*** Data excerpts Section Begins ***

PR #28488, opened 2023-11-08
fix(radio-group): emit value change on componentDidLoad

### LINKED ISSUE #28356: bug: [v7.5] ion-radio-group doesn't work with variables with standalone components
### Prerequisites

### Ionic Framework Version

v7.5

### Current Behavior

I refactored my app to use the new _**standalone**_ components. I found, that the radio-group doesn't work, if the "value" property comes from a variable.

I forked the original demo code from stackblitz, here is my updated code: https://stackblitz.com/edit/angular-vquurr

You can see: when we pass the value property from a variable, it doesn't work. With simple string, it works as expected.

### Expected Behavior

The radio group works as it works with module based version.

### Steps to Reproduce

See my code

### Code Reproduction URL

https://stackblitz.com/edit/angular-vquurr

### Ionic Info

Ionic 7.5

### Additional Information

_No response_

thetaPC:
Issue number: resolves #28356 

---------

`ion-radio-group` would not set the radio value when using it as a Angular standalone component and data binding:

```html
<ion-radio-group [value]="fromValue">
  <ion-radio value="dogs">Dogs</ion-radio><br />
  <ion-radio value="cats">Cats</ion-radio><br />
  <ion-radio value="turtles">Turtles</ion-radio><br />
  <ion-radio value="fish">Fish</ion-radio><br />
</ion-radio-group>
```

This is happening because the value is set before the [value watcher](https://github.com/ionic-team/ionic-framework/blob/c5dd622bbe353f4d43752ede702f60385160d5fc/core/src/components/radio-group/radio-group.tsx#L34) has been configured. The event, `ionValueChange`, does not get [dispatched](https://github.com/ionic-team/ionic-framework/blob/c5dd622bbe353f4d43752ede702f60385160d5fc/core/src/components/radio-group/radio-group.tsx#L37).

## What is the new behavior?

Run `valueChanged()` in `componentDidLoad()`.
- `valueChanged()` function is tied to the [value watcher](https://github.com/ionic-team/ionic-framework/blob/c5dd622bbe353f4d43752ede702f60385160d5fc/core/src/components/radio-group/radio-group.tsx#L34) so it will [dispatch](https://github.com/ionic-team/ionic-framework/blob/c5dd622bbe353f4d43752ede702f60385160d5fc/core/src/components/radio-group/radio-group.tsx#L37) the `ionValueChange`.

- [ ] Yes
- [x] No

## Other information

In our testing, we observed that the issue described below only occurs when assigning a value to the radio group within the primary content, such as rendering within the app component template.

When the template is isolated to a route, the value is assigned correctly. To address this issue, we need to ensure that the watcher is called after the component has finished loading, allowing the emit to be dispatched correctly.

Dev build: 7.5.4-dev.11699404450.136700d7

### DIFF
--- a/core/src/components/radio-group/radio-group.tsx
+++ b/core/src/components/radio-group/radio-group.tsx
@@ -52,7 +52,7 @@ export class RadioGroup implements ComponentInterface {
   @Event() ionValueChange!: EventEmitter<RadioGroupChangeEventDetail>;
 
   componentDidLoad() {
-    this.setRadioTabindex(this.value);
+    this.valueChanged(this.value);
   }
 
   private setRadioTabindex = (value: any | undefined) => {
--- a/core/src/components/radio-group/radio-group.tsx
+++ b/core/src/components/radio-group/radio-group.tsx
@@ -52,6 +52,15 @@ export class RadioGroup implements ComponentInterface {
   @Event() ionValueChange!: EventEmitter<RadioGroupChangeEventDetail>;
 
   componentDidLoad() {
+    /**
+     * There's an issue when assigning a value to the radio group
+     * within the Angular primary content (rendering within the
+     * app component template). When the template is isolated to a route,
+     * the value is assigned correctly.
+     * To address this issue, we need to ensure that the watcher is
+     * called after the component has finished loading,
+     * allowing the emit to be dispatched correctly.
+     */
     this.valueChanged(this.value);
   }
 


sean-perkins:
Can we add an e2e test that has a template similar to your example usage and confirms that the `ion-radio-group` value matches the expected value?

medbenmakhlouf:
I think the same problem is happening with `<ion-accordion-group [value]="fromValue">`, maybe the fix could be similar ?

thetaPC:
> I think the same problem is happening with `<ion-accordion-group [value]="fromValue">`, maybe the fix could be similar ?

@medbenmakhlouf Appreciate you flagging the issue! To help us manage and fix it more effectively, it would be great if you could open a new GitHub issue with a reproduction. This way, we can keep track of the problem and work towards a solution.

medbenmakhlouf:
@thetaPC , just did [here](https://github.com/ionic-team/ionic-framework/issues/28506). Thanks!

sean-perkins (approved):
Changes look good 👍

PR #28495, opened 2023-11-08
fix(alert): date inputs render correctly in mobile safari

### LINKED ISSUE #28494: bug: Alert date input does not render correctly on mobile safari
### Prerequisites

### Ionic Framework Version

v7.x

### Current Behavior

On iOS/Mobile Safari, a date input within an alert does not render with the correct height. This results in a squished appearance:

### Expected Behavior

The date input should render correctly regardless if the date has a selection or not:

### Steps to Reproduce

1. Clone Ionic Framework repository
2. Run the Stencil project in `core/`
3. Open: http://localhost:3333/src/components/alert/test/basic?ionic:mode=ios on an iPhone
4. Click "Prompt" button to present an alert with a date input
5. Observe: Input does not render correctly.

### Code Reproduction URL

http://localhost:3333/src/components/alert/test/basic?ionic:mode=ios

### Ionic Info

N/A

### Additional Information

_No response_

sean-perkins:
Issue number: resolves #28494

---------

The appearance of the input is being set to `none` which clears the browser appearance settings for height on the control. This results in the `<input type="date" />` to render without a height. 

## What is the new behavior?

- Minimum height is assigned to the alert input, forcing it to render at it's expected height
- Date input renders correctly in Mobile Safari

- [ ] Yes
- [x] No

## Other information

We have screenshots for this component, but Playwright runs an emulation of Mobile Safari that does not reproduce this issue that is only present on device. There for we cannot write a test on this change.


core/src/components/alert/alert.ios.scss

*** Data excerpts Section Ends ***

### Description of the task
Go through the data and show each line that holds "LINKED".

### Exercise result
### LINKED ISSUE #28356: bug: [v7.5] ion-radio-group doesn't work with variables with standalone components
### LINKED ISSUE #28494: bug: Alert date input does not render correctly on mobile safari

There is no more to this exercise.